Monday, September 22, 2014

Biscuits and Butter Knife Etiquette

For last week's Art Appreciation Tea Party (which now has it's own tag!) I had several things I wanted to teach the boys. I also was really hoping to try watercress, but alas, it was not to be. At least my other plans worked out.

My intention has been to cycle through various different types of art forms, music, visual art forms, and poetry. This week was poetry, and I chose The Walrus and the Carpenter by Lewis Carroll. I have actually read this poem to the boys before, it that was some time ago, and I don't think they remembered. This is a silly poem, great for kids, and it has the built in lesson of "don't go on walks with strangers!" Though the boys were more into oysters should not trust walruses because they already knew that walruses love to eat oysters. I also wanted them to be exposed to this poem because the stanza:

"The time has come,' the Walrus said,
      To talk of many things:
Of shoes — and ships — and sealing-wax —
      Of cabbages — and kings —
And why the sea is boiling hot —
      And whether pigs have wings.'"

has become a common saying and is referenced literature and other forms of media since it was written. I also printed out a picture from here so the boys would have something to look at while they were listening.

Also as part of their cultural education, for our tea I purchased and made an example of both American biscuits and English biscuits (what we call cookies.) I chose a shortbread and fruit cookie/biscuit that looked similar to what The Doctor used to fake a TARDIS self destruct button because I remembered that he called them Jammie Dodgers. (Google says that's a specific brand, like Oreo; oops.) I thought the kids would think that was a fun thing to say, so I told them that's what they were called. They thought it was funny that one word meant two different things in different countries. They wanted to know what the British word for American biscuits are. I had no idea, but looking it up online it seems that they don't really eat American biscuits across the pond, so they have no need for a word to describe it.

Since we were having American biscuits that required butter, I thought that this would be a good time to teach butter knife etiquette to the boys. I do not actually own a butter knife (why is it every tea party has shown me to be missing a necessary piece of culinary equipment?) but I do own a butter dish, and a separate table knife sufficed. Butter knife etiquette is something my Granny taught me, and I enjoyed passing that on knowledge. I'm not sure if it's actually a common thing, so I'm going to explain what I mean by "butter knife etiquette" and hope you will not think I am assuming my readers are ignoramuses.

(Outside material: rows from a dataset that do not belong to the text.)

Issue #583, opened 2022-03-26
Reenable documentation built with sphinx-book-theme


rodrigosiqueira:
**Description:**

We recently started seeing a random CI failure caused by the sphinx documentation. Unfortunately, I'm not able to reproduce this issue in my local system, which makes the debug a little bit more complicated at the moment; we can only see it in the CI. Anyway, due to my lack of bandwidth, I just disabled sphinx-book-theme.

**How to Reproduce:**

1. Revert the commit SHA - NAME
2. Open a PR, and see the problem

**Expected behavior:**

No failures when generating the documentation with sphinx-book-theme.

**Log:**

Follows the CI error log:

As my Granny taught it, there should be a separate knife with the butter dish. You use this knife only to take a slice of butter and transfer it to your plate (NOT to your bread.) You then take your own knife and take the butter from your plate and spread it on your bread. This prevents any crumbs (or germs) from getting on the communal butter knife and being spread around.

Since it was our first co-op day, and I was very tired, and I was a little sick of Bisquick, I used Pillsbury refrigerated biscuit dough (so no recipe.) They did not turn out like the country biscuits I was expecting, but they did the trick of teaching the boys what American biscuits are.

Our tea sandwich this week was liverwurst. I was conflicted about this choice. On one hand, I have wanted to try liverwurst ever since reading The Cricket in Times Square. On the other hand, I have hated liver ever since I was a kid, and have refused to eat it as an adult. I figured, worst case scenario, we all tried it, hated it, but at least we could say we tried it; and it was only a few dollars. So I only made a few, small tea sandwiches. One for each with liverwurst, ranch, and chives, and one for each with liverwurst, chives, and Grey Poupon; all on white potato bread. To my surprise and delight, I loved it, and so did Builder Boy! Early Bird did not, but he did try it, which I was very proud of. (Principal Daddy when he tried it later that day did not care for it either.) Since that day Builder Boy and I have enjoyed various other combinations with liverwurst in sandwiches, and have declared liverwurst to be culinary gold.

A few thoughts on cutting tea sandwiches into circular shapes: I used plastic cookie cutters to make a bumpy circular shape. The sizes of cookie cutters that I had, only one circle could be made from a slice of bread. There was enough left over for the smaller cutter, so I got one medium and one small out of each slice of bread. But there was still enough leftover that if you don't use it to make stuffing (which I don't) or breadcrumbs, then it feels wasteful. (I was raised by a Great Depression survivor.) Also, with regular cookie cutters, you can only cut shapes out of the bread one slice of bread at a time. Which means you have to put everything on the bread after it has already been cut, and you don't get as nice an edge look as you do when you cut it into triangles. Perhaps if I had used a cardboard circle as a stencil and an knife to cut it out it would have looked nicer? Maybe I'll try that next week.

(Please forgive the lack of pictures. I lost my SD card! But as soon as I find it, I will update with the pictures I took.)